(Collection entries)
[Start of section]
PR #1391, opened 2023-07-17
ci: support dry-run within release workflow

amannocci:
* Support release dry-run

* Fully test release process

## How has this been tested?
* https://github.com/elastic/apm-agent-rum-js/actions/runs/5578333578


lerna.json
```diff
@@ -10,7 +10,7 @@
       "conventionalCommits": true,
       "message": "chore(release): publish",
       "changelogPreset": "conventionalcommits",
-      "gitRemote": "upstream",
+      "gitRemote": "origin",
```
devcorpio, line 13: question:

Why is this change needed?

amannocci: It seems that the upstream git remote isn't defined in GitHub Actions.

devcorpio:
LGTM!, thanks for the dry run!

devcorpio (approved):

package-lock.json
vigneshshanmugam, line 1: Looking at this big change, I believe something is going on with this file, Did you do `nvm use` before running npm install?

devcorpio: it's curious, because the package-lock version is still 1, so no new npm version did this.

gonna check locally

.github/workflows/release.yml
```diff
@@ -34,44 +45,46 @@ jobs:
...
+        env:
+          DRY_RUN: ${{ inputs.dry-run }}
+        run: |
+          if [ "${DRY_RUN}" == "false" ]; then
+            echo 'ELASTIC_CDN_BUCKET_NAME=apm-rum-357700bc' >> ${GITHUB_ENV}
+            echo 'ELASTIC_CDN_CREDENTIALS=secret/gce/elastic-cdn/service-account/apm-rum-admin' >> ${GITHUB_ENV}
+          else
+            echo 'ELASTIC_CDN_BUCKET_NAME=oblt-apm-agent-rum-js-ci' >> ${GITHUB_ENV}
+            echo 'ELASTIC_CDN_CREDENTIALS=secret/observability-team/ci/service-account/apm-agent-rum-js' >> ${GITHUB_ENV}
+          fi
```
kuisathaverat, line 77: I am not sure of the goal of this step, if DRY_RUN=true all the rest of the steps that use those env vars will fail. The env vars can be defined at the job level in a `env` block.

amannocci: The `DRY_RUN` env var is used to define which secrets we will use.
We could use either the production secrets or the CI secrets.
Those secrets contain similar values but refer to different accounts.

package-lock.json
amannocci: I used NodeJS 14.21.3 with NPM 6.14.18.

scripts/ci-release.mjs
```diff
@@ -0,0 +1,146 @@
...
+    raiseError("Failed to publish github release")
+  }
+}
+
+// Entrypoint
+;(async () => {
+  try {
+    await main()
+  } catch (err) {
+    console.log(err)
```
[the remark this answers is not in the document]
amannocci: I added a non-zero exit in that case to avoid any issues.

reakaleek (approved):

package-lock.json
devcorpio: For visibility purposes:

The test https://github.com/elastic/apm-agent-rum-js/blob/main/packages/rum-vue/test/specs/error-handler.spec.js#L32 was failing, both in CI and locally

The plan to make it work again has been:

- add the exact version (14.20.1) of Node.js in `.nvmrc`, to prevent the npm install from messing with the package-lock.json
- remove `execa` and `npm-auth-to-token` packages
- restore `package-lock.json` from `main`
- install `execa` and `npm-auth-to-token` again

devcorpio: I set the node version to 14 the version in .nvmrc again to avoid this in CI.

Screenshot 2023-07-24 at 11 15 17

This is a tech debt that eventually we will need to tackle!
[End of section]
▶ [EXERCISE INSTRUCTIONS]: Which lines of the data contain the word "execa"? Copy each one.

▶ [SOLUTION FOR THIS EXERCISE]:
- remove `execa` and `npm-auth-to-token` packages
- install `execa` and `npm-auth-to-token` again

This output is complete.